1. Find a collection of movie ratings
2. Download the information
3. Inspect how the information is stored
4. Prepare data
5. Explore similarity scores

In [1]:
import pandas as pd
import numpy as np

# read in the data file - first input is filename, 
# need to use the filepath to the file you want to load
data = pd.read_table('u1.base',sep = '\t', header = None)
# don't forget to read in u1.test as well!

In [3]:
# translate data into a numpy array where
# each row represents the ratings of one user,
# each column represents the ratings of one movie across all users
# this is typically referred to as a "ratings matrix" or "user-by-item rating matrix"
data_array = np.zeros((max(data[0]),max(data[1])))
for i in range(0,data.shape[0]):
    data_array[data[0][i]-1][data[1][i]-1] = data[2][i]

In [4]:
# calculate the Pearson cross-correlation coefficient matrix
data_corr = np.corrcoef(data_array)

Next steps: 6-9 from given above (and pasted below)

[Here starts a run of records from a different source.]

PR #46, opened 2021-08-05
Find arbitrages in a block

lukevs:
## This PR
Sorry this is a big PR - lots of the lines are tests!

Adds support for finding arbitrage in UniswappyV2 and UniswapV3 swaps

Also:
- Adds support for weth
- Adds structured objects for a Transfer and Swap and functions for building them from traces
- Removes the unused NestedTrace code (at least for now)

## Reading Roadmap

I recommited all the code in reading order, so click the first one then walk through in order

## Testing

Verified it finds the same arb as MevAlphaLeak in block 12914944
```
poetry run inspect --block-number 12914944 --rpc '...'
```

Also added some unit tests for each piece


mev_inspect/transfers.py
```diff
@@ -0,0 +1,62 @@
...
+
+        if from_address is not None and transfer.from_address != from_address:
+            continue
+
+        filtered_transfers.append(transfer)
+
+    return filtered_transfers
+
+
+def remove_inner_transfers(transfers: List[Transfer]) -> List[Transfer]:
```
taarushv, line 41: Can you share a bit about `inner_transfers` int his context? I see usage in `_get_swaps_for_transaction` and `test_remove_inner_transfers` (which returns as expected) but still not sure I follow what's going on here wrt swaps.

mev_inspect/schemas/arbitrage.py
```diff
@@ -0,0 +1,14 @@
...
+from .swaps import Swap
+
+
+class Arbitrage(BaseModel):
+    swaps: List[Swap]
+    account_address: str
+    profit_token_address: str
+    start_amount: int
+    end_amount: int
+    profit_amount: int
```
taarushv, line 14: I see `profit_amount` being assigned `end_amount - start_amount` in the impl below, do we want to keep the amount denominated in the token the arb was performed in or ETH (at the time)? previous inspect impl converted all profits to ETH for consistency but I'm open to having `profit_amount` and `profit_amount_eth` to help us with advanced queries/debugging etc.

mev_inspect/schemas/swaps.py
```diff
@@ -0,0 +1,20 @@
+from typing import List, Optional
+
+from pydantic import BaseModel
+
+from mev_inspect.schemas.classified_traces import Protocol
+
+
+class Swap(BaseModel):
```
taarushv, line 8: What do you think of an additional property like `slippage_tolerance` that'd calculate it based on historical reserves (when the tx was included). Default is 0.5% on uniswap but I've a feeling it'd come in handy when we implement sandwich detection or just want to get a better idea.

tests/test_arbitrages.py
```diff
@@ -0,0 +1,160 @@
+from mev_inspect.arbitrage import get_arbitrages
+from mev_inspect.schemas.swaps import Swap
+from mev_inspect.swaps import (
+    UNISWAP_V2_PAIR_ABI_NAME,
+    UNISWAP_V3_POOL_ABI_NAME,
+)
+
+
+def test_two_pool_arbitrage(get_transaction_hashes, get_addresses):
+    block_number = 123
```
taarushv, line 10: Def a neat way to construct fixtures/tests, but can we use the same test files to plug in real tx hashes and see expected arb profit output?

taarushv (commented):
Added comments for where I need clarification but looks great overall!

mev_inspect/schemas/arbitrage.py
lukevs: Yeah I think separating `profit_amount` from `profit_amount_eth` is good. Basically trying to provide the most un-opinionated data here. ETH price at the time feels like an interpretation on top.

Like maybe we have a separate function prior to the DB which adds that information.

mev_inspect/schemas/swaps.py
lukevs: Is that included as a parameter of the swap usually? If so I'm definitely for it.

If it requires some additional lookups / calculation, I think it'd be better as an added attribute later to keep this object to the data that's derivable directly from the trace (similar argument for separating `profit_amount_eth` on `Arbitrage`, keep it purely un-opinionated at this level)

mev_inspect/traces.py
```diff
@@ -1,80 +1,33 @@
...
-from typing import Iterable, List
+from typing import List
 
-from mev_inspect.schemas import Trace, NestedTrace
+from mev_inspect.schemas.classified_traces import ClassifiedTrace
 
 
-def as_nested_traces(traces: Iterable[Trace]) -> List[NestedTrace]:
-    nested_traces = []
+def is_child_trace_address(
```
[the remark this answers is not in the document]
lukevs: Yeah that's fair to say. Nested trace object basically just isn't used. I've at least found it easier to look at the traces linearly rather than reconstructing the tree. Might be a future use case where we want to bring the tree back though.

mev_inspect/transfers.py
lukevs: This is a good call out. I was struggling to find a good name for this

Basically I noticed that USDC specifically internally has another ERC-20 that it calls (FiatToken iirc). So you'll see an ERC-20 transfer with a child trace of another ERC-20 transfer of all the same parameters but a separate token address.

For the swaps, it's easier to ignore that implementation detail and just say that we swapped the parent token (USDC). So this removed any transfers which are children of other transfers

Maybe `remove_child_transfers_of_transfers`?

tests/test_arbitrages.py
lukevs: We could add some tests using real transfers by saving the JSON in the tests. I'll add that

Otherwise I did some manual tests for blocks with arbs I found people post about on twitter.

mev_inspect/schemas/swaps.py
taarushv: One of the param's expresses it (ex: `AmountOutMin` in `swapExactTokensForETH`) but you'd still need to query historical pool reserves to get the exact %. As you said, it makes sense to keep this un-opinionated so we can do this pre-db insert.

mev_inspect/transfers.py
taarushv: Makes sense, better renaming (or just adding code comments for context around USDC-like tokens) should be good. The rest of the PR makes sense too so should be good to merge post this fix.

taarushv (approved):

6. For each test set observation (user_u,item_i,rating_ui) 
        - find nearest neighbors of user_u that have rated item_i
        - select k of those neighbors
        - average (or weighted average) the ratings of those neighbors
        - Error? How to measure error between r_ui prediction and rating_ui? RMSE, MAE, something else? 
7. Abstract the previous step to loop over k values
        - It's common to use granular values between 1-20
        - Often go out as far as 100-150, by increments of 10-25
8. Produce a plot corresponding to 7 with x values as k and y values as error
        - Optimal k values? 
        - Describe the relationship
9. Rinse and repeat for all train/test splits
        - If you have to build a production quality system, how would you choose k? Would you choose k? 
        - Repeat experiment with other similarity measures
        - Anything surprising? 
        - Bottlenecks?
        - Effects of imputing? 
        - Could perform item-item similarity (in step 5 instead), thoughts?